_The task_: From the entries that follow, copy every line with the word "there".

── Material supplied ──

PR #7331, opened 2025-01-19
Add show missing password button to create root organization UI

adibmbrk:
### Purpose
This PR adds a show missing password button to the text field and also fixes a minor alignment issue of the generate password button.

Screenshot 2025-01-19 at 02 57 10

### Related Issues

- https://github.com/wso2/product-is/issues/22134

### Checklist

- [ ] e2e cypress tests locally verified. (for internal contributers)
- [X] Manual test round performed and verified.
- [ ] UX/UI review done on the final implementation.
- [ ] Documentation provided. (Add links if there are any)
- [ ] Relevant backend changes deployed and verified
- [ ] [Unit tests](/docs/testing/UNIT_TESTING.md) provided. (Add links if there are any)
- [ ] [Integration tests](https://github.com/wso2/product-is/tree/master/modules/integration) provided. (Add links if there are any)

### Security checks
- [ ] Followed secure coding standards in http://wso2.com/technical-reports/wso2-secure-engineering-guidelines
- [ ] Ran FindSecurityBugs plugin and verified report
- [ ] Confirmed that this PR doesn't commit any keys, passwords, tokens, usernames, or other secrets

PR #7439, opened 2025-01-28
Fix adornment icon missing when `type` is set to `password` in `TextFieldAdapter`

adibmbrk:
### Purpose
This PR addresses the issue where the adornment icon is missing when the `type` is set to `password` in the `TextFieldAdapter` component. The root cause of this issue is the `InputProps` overriding the password visibility toggle logic defined in Oxygen UI.

The solution ensures that the `InputProps` property is conditionally applied to avoid breaking any existing components.

Additionally, this PR includes the reversal of changes made in the following PR to align with this fix:
- https://github.com/wso2/identity-apps/pull/7331

### Related Issues
- https://github.com/wso2/product-is/issues/22134
- https://github.com/wso2/product-is/issues/22337

### Checklist

### Security checks

### DIFF
--- a/modules/form/src/components/adapters/text-field-adapter.tsx
+++ b/modules/form/src/components/adapters/text-field-adapter.tsx
@@ -78,10 +78,15 @@ const TextFieldAdapter: FunctionComponent<TextFieldAdapterPropsInterface> = (
                 InputLabelProps={ {
                     required
                 } }
-                InputProps={ {
-                    endAdornment,
-                    readOnly
-                } }
+                { ...(endAdornment || readOnly
+                    ? {
+                        InputProps: {
+                            ...(endAdornment && { endAdornment }),
+                            ...(readOnly && { readOnly })
+                        }
+                    }
+                    : {})
+                }
                 inputProps={ {
                     style: { textTransform: uppercase ? "uppercase" : "none" }
                 } }
--- a/.changeset/little-buses-smoke.md
+++ b/.changeset/little-buses-smoke.md
@@ -1,0 +1,6 @@
+---
+"@wso2is/admin.tenants.v1": patch
+"@wso2is/form": patch
+---
+
+Fix password adornment icon not rendering
--- a/features/admin.tenants.v1/components/add-tenant/add-tenant-form.tsx
+++ b/features/admin.tenants.v1/components/add-tenant/add-tenant-form.tsx
@@ -45,7 +45,6 @@ import { FormValidation } from "@wso2is/validation";
 import React, { FunctionComponent, ReactElement, useMemo, useState } from "react";
 import { Trans, useTranslation } from "react-i18next";
 import { useSelector } from "react-redux";
-import { Icon } from "semantic-ui-react";
 import getTenantDomainAvailability from "../../api/get-tenant-domain-availability";
 import TenantConstants from "../../constants/tenant-constants";
 import { AddTenantRequestPayload, Tenant, TenantOwner, TenantStatus } from "../../models/tenants";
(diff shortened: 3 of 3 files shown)


modules/form/src/components/adapters/text-field-adapter.tsx
```diff
@@ -78,10 +78,15 @@ const TextFieldAdapter: FunctionComponent<TextFieldAdapterPropsInterface> = (
...
-                } }
+                { ...(endAdornment || readOnly
+                    ? {
+                        InputProps: {
+                            ...(endAdornment && { endAdornment }),
+                            ...(readOnly && { readOnly })
+                        }
+                    }
+                    : {})
+                }
```
pavinduLakshan, line 89: I think the correct fix would be to update the oxygen ui password field component by moving {...rest} before InputProps[1]. @savindi7 @DonOmalVindula WDYT?

[1] https://github.com/wso2/oxygen-ui/blob/main/packages/react/src/components/TextField/TextField.tsx#L74

brionmario: IMO, the following changes should be done.

1. `TextFieldAdapter` should not have any props related to the rendering component that doesn't adhere with the MUI Text Field.

    ex: `endAdornment` & `readonly` properties come inside the `InputProps`, not as high level props.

───

_Expected answer_:
- [ ] Documentation provided. (Add links if there are any)
- [ ] [Unit tests](/docs/testing/UNIT_TESTING.md) provided. (Add links if there are any)
- [ ] [Integration tests](https://github.com/wso2/product-is/tree/master/modules/integration) provided. (Add links if there are any)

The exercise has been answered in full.